| ACTIVITY |
Across all the records, filter for lines with the word "added" and copy them.

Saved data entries
::::::::
PR #172, opened 2024-07-22
fix: multiple instance added at incorrect index

faraazb:
Fixes [VE-2308](https://contentstack.atlassian.net/browse/VE-2308)
- Multiple instances are added at wrong index when the whole multiple field is selected instead of a particular index.
- We already fetch the field value, but we always fetched an instance value, the `getExpectedData --> getFieldData` now supports any path and can also return an object.
- Then, we can use `fieldValue.length` to specify the end index when the whole multiple field is selected.

[VE-2308]: https://contentstack.atlassian.net/browse/VE-2308?atlOrigin=eyJpIjoiNWRkNTljNzYxNjVmNDY3MDlhMDU5Y2ZhYzA5YTRkZjUiLCJwIjoiZ2l0aHViLWNvbS1KU1cifQ


hiteshshetty-dev (approved):
LGTM!!

PR #175, opened 2024-07-23
Hide the caret if there are no parent paths

amey-shrivastava:
https://contentstack.atlassian.net/browse/VE-2352


hiteshshetty-dev (approved):
LGTM!!

PR #177, opened 2024-07-29
feat: focus on added instance or block

faraazb:
- Use a `MutationObserver` and observe parent and its sub-tree for mutations.
- When a mutation occurs, try to find the added instance/block using `data-cslp` and click on the found element to focus.
- If the element is not found after first mutation, disconnect the observer after timeout (4s).


hiteshshetty-dev (approved):
LGTM!!

PR #181, opened 2024-07-30
feat: enhanced field label in focused toolbar

hiteshshetty-dev:


src/liveEditor/components/icons/fields/index.ts
```diff
@@ -1,17 +1,12 @@
...
 
 // SVG components for use with Preact components
 export const fieldIcons: Partial<Record<FieldDataType, React.FC>> = {
-    link: UrlIcon,
-    json_rte: JsonRteIcon,
-    html_rte: HtmlRteIcon,
-    markdown_rte: MarkdownRteIcon,
-    custom_field: CustomFieldIcon,
-    isodate: ISODateIcon,
+    link: EditIcon,
```
faraazb, line 6: This change is not required now, right? Since, we are using a different map now. We can even remove `fieldIcons` I guess and only keep the JSX icons, add remaining ones later on.

faraazb (changes requested):

src/liveEditor/components/icons/fields/index.ts
faraazb: We will take this up later, when we refactor icon related code.

faraazb (approved):
Looks good to me!

PR #182, opened 2024-07-31
VE-2376 Handle changes in element positions due to sidebar toggling or window resizing

amey-shrivastava:
https://contentstack.atlassian.net/browse/VE-2376


faraazb (approved):
LGTM! Let's avoid formatting changes

PR #185, opened 2024-08-02
Adjust toolbar position to prevent overlap when space is limited

amey-shrivastava:
https://contentstack.atlassian.net/browse/VE-2349

### DIFF
--- a/src/liveEditor/generators/generateToolbar.tsx
+++ b/src/liveEditor/generators/generateToolbar.tsx
@@ -1,6 +1,7 @@
 import { VisualEditorCslpEventDetails } from "../types/liveEditor.types";
 import {
     DATA_CSLP_ATTR_SELECTOR,
+    LEFT_EDGE_BUFFER,
     LIVE_PREVIEW_OUTLINE_WIDTH_IN_PX,
 } from "../utils/constants";
 import { FieldSchemaMap } from "../utils/fieldSchemaMap";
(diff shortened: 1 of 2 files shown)


src/liveEditor/generators/generateToolbar.tsx
```diff
@@ -54,16 +56,17 @@ export function appendFieldPathDropdown(
     const { editableElement: targetElement, fieldMetadata } = eventDetails;
     const targetElementDimension = targetElement.getBoundingClientRect();
 
-    const distanceFromTop =
-        targetElementDimension.top +
-        window.scrollY -
-        LIVE_PREVIEW_OUTLINE_WIDTH_IN_PX -
-        5;
+    const distanceFromTop = targetElementDimension.top + window.scrollY - TOOLBAR_EDGE_BUFFER;
+    const adjustedDistanceFromTop = targetElementDimension.top < TOP_EDGE_BUFFER
```
faraazb, line 60:
```suggestion
    const adjustedDistanceFromTop = targetElementDimension.top + window.scrollY < TOP_EDGE_BUFFER
```
I think this will ensure that when there is some scroll space, we still draw it on top. Only if there is no space at all, usually when it's the topmost visible item on the page, we draw it on bottom

faraazb (changes requested):
Left a comment

src/liveEditor/generators/generateToolbar.tsx
amey-shrivastava: As discussed, change works for now. We can clarify more and add this refinement later

faraazb (approved):
LGTM!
::::::::
| RESULT OF THIS TASK |
fix: multiple instance added at incorrect index
- Multiple instances are added at wrong index when the whole multiple field is selected instead of a particular index.
feat: focus on added instance or block
- When a mutation occurs, try to find the added instance/block using `data-cslp` and click on the found element to focus.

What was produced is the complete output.